DATA START

PR #285, opened 2026-09-13
gcc16: remove -no_compact_unwind min os version check on tiger ppc and intel

### LINKED ISSUE #230: GCC16 fails to build on G5 Tiger
G4 is reported working by @ForestExpertise . I have a G4 too but I'm hoping I can fix this faster then that would take to build libgcc16. Intel also obviously works.

Somone on MacRumors has the exact same hardware (2x2ghz G5, 4GB RAM) and noted it works on Leopard. So this is a tiger specific issue. Using make jobs=1 does not fix it either, and we already have a new make involved here. RAM is not exhausted (50% used, about 2GBs)... Opening to track updates. Build log attached (this is the first error I noticed, bootstrap gcc16 stage is crashing with bus_error and compiler_failure, it will completely break when trying to build more later in the build as I've done this multiple times now).

Have a few ideas.

[gcc-error.txt](https://github.com/user-attachments/files/31199195/gcc-error.txt)

alex-free:
The original idea with having a minimum os check for disabling compact_unwind was that the default xcode linkers didn't support it. Since 10.5 and 10.4 both are guaranteed to have a linker that does support it when building gcc16, this is obsolete and actually problematic. 10.6 PPC already uses DWARF (since the original check was not arch specific) instead to encode unwind data for gcc frontend executables (this is again about the actual unwind data encoding of gcc itself, it doesn't affect anything it builds), so there is no need to do a rebuild or revision. My binaries for libgcc/gcc16 also are built like this (as it's actually impossible to do so otherwise in my setups).

GCC developers have known compact_unwind to be too limiting for years to actually encode unwind info while building gcc, which is why this was added in the first place. Although @ForestExpertise is able to build GCC16 on a G4 with tiger with compact_unwind, on Intel it completely fails and on G5 and Rosetta it crashes ld /bintuils, makes the system highly unstable and I've seen it actually KP on both G5 and Rosetta multiple times now (not caused by RAM limit or build jobs either). Even if it doesn't flat out KP, if binutils/ld crash you can't do anything to fix it until you reboot .

After this I realized that if I rebooted, cleaned the build, and started the build with compact unwind disabled for PPC as well (so not gated by arch anymore), it ran all the way through just fine. 

I know we have reports of leopard being OK, but this is just obsolete as the check no longer makes sense and keeps causing problems. I'm going to submit it to upstream(s) like this. It probably makes it faster to build anyways. And for setups that are currently reported as 'ok' (tiger G4, leopard G5) we are just playing with fire as we get gcc16 updated with even more massive code/linking tasks and potentially compact_unwind starts being problematic there too. There's just no benefit to gating this to 10.6 and up anymore, and infact many downsides.

This is after weeks of testing by the way, not some one off. I just hadn't gotten around to submitting it. Having failing builds of gcc16 is not fun on period correct hardware after all.

Closes: https://github.com/macos-powerpc/powerpc-ports/issues/230


lang/gcc16/Portfile
```diff
@@ -276,14 +276,16 @@ platform darwin 8 {
...
-    # DWARF. GCC fixed this in their PR41260 workaround, but made it require 10.6+ minimum. Changes it to no minimum.
-    # Fixes error: ld: 24-bit pointer diff out of range in unwind info in unwind info from a681 and for other executables.
-    if {${configure.build_arch} eq "i386"} {
-        patchfiles-append   darwin8-no_compact_unwind.patch
-    }
+    # the usage of compact unwind. Compact unwind can not be used when building gcc16 due to it's complexity, so fall back to
+    # DWARF. GCC fixed this in their PR41260 workaround, but made it require 10.6+ minimum as the default Tiger and Leopard
+    # linkers did not support it. Changes it to no minimum, as even tiger requires a newer linker that does support the flag.
+    # Fixes error: ld: 24-bit pointer diff out of range in unwind info in unwind info from a681 and for other executables
+    # on Intel. For PowerPC when building through Rosetta or on a G5, this prevents freezing during linking.
```
barracuda156, line 285: While I did not build on 10.5 myself, nobody reported any issues on G5 for 10.5, AFAIR. If there is a bug affecting 10.5, it should be raised to gcc upstream. I am not too eager to add hacks to the primary compiler speculatively.

alex-free: I'll make it 10.4 specific for now, but I wouldn't call it a hack. The min os version check is obsolete as ld can pass the -no_compact_unwind flag by time it gets to this part of the dependency chain for tiger and leopard.

alex-free:
10.4 only for now. I'll let you know what upstream says. And I plan on getting some leopard/snow leo installs going once I get more of my backlog finished with tiger (this is almost certainly broken on intel leopard, I'll try on power too)

PR #289, opened 2026-09-14
openvpn2: add tuntaposx dep for under 10.7, use macports bash shabang on tiger for dns-updown2

alex-free:
Tiger bash is way older then leopard and newer, openvpn2 tries to exec dns-updown2 script to bring up the vpn and fails unless you explicitly point it to macports bash. So add bash as a runtime dep and reinplace shabang to macports bash.

Since 10.6 and below don't have a native tun interface, add that as a runtime dep as well.


net/openvpn2/Portfile
```diff
@@ -33,6 +33,22 @@ depends_lib         port:lz4 \
                     port:lzo2 \
                     path:lib/libssl.dylib:openssl
 
+# Mac OS X 10.7 is the first to have native tun.
```
barracuda156, line 36: 10.6 has `utun` though I am not sure if openvpn can use that.

net/openvpn2/Portfile
```diff
@@ -33,6 +33,22 @@ depends_lib         port:lz4 \
...
+    depends_run port:tuntaposx
+}
+
+# Tiger bash is too old to exec dns-updown2.
+platform darwin 8 {
+    incr revision
+    depends_run-append port:bash
+
+    post-patch {
+        reinplace "s|^#!/bin/bash$|#!${prefix}/bin/bash|" \
```
barracuda156, line 47: I’d drop shebang characters from here and just reinplace `/bin/bash` to `${prefix}/bin/bash`.

barracuda156 (approved):
Not entirely convinced re `tuntaposx` been needed, since 10.6 does have native utun: https://github.com/alexey-lysiuk/macos-sdk/blob/main/MacOSX10.6.sdk/usr/include/net/if_utun.h

But no real hard in runtime dep, so ok.

PR #297, opened 2026-09-18
libvmaf: disable intel asm on 10.6 and lower

alex-free:


multimedia/libvmaf/Portfile
```diff
@@ -40,6 +40,13 @@ configure.args-append   --buildtype release \
                         -Denable_avx512=false \
                         -Denable_tests=false
 
+# The only asm this enables is for avx2.
+if {${os.platform} eq "darwin" && ${os.major} < 11 && \
+${configure.build_arch} in [list i386 x86_64]} {
+    configure.args-append -Denable_asm=false
+    depends_build-delete port:nasm
```
barracuda156: This won’t work (`nasm` is added back below, configure arg should be replaced). I think i386 stuff should also go into one block.

barracuda156 (changes requested):

multimedia/libvmaf/Portfile
```diff
@@ -51,8 +51,12 @@ variant float description "Compile floating-point feature extractors into the li
 }
 
 platform i386 {
-    depends_build-append \
-                        port:nasm
+    # The only asm the default enable_asm=true enables is for avx2.
+    if {${os.platform} eq "darwin" && ${os.major} < 11} {
+        configure.args-append -Denable_asm=false
```
barracuda156:
```suggestion
        configure.args-replace -Denable_asm=true -Denable_asm=false
```

multimedia/libvmaf/Portfile
```diff
@@ -51,8 +51,12 @@ variant float description "Compile floating-point feature extractors into the li
 }
 
 platform i386 {
```
barracuda156:
```suggestion
if {${os.arch} eq "i386" && ${configure.build_arch} ne "ppc"} {
```
Or something to this effect, we do not want Rosetta to have all this.

barracuda156 (changes requested):

multimedia/libvmaf/Portfile
alex-free: Wait, don't we need this to be both x86_64 and i386 (IIRC platform i386 was said to match for both?)

barracuda156 (approved):

PR #300, opened 2026-09-20
xxhash: use gmake port on tiger

alex-free:


devel/xxhash/Portfile
```diff
@@ -0,0 +1,58 @@
...
+                    sha256  5738270935e7c3d38a79b3adf7c9692566ce7895a25f67de43ad52ab504acd32 \
+                    size    1167538
+
+# Avoid build failures due to use of MMX instructions
+# See: https://trac.macports.org/ticket/71687
+compiler.blacklist-append \
+                    {clang < 900}
+
+platform darwin 8 {
+    depends_build-append port:gmake
```
barracuda156, line 26: @alex-free This is kinda getting out of hand. Would you consider updating system `make` instead?
There is a port for that: https://github.com/macos-powerpc/powerpc-ports/blob/main/devel/sl-make/Portfile

barracuda156: Alternatively, just set default `build.cmd` to gmake in the base.

Here: https://github.com/macports/macports-base/blob/3bba6d92e559bca362e6cf2d216333a3bd598401/src/port1.0/portbuild.tcl#L87-L135

alex-free: OK next thing I will focus on. I'm going to figure out something about make (and the incompatible pointer types) and go through the PRs made here (that are just about these things) to remove them all :).

alex-free:
Going to close as I'm about to update my base

PR #582, opened 2023-12-08
Fix pages i18n catch-all issue

### LINKED ISSUE #578: [🐛 Bug]: API routes not taking effect in Pages apps with a root catch-all route and i18n
### Description

In applications using the Pages router with a root optional catch-all route which also have the `i18n` config set, requests to API routes are not handled correctly and are instead redirected to the catch-all route.

For more details: [minimal reproduction](https://github.com/dario-piotrowicz/next-on-pages-pages-i18n-root-catchall-issue-reproduction)

dario-piotrowicz:
resolves #578


packages/next-on-pages/templates/_worker.js/routes-matcher.ts
```diff
@@ -79,6 +79,8 @@ export class RoutesMatcher {
 		this.wildcardMatch = wildcardConfig?.find(
 			w => w.domain === this.url.hostname,
 		);
+
+		this.locales = collectLocales(routes);
```
james-elicx, line 83: btw, I think we should probably move this to build-time and inject them instead of doing it every time we create a new router. I lowkey have been thinking we should do so since I added the locale logic a few months back lol...

dario-piotrowicz: yes that's a good point, we had something else like this and agreed on moving it in the build process, this could be moved there as well, I'll have a look 👍

dario-piotrowicz: I've moved this to build time and introduced a new variable called `__BUILD_METADATA__` to pass this sort of data along, please have a look and let me know what you think 🙂👍

james-elicx: perfect, thank you!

DATA END

AIM OF THE TASK: Give the number of lines in the records where the word "Rosetta" occurs, and add nothing.

SOLUTION: 3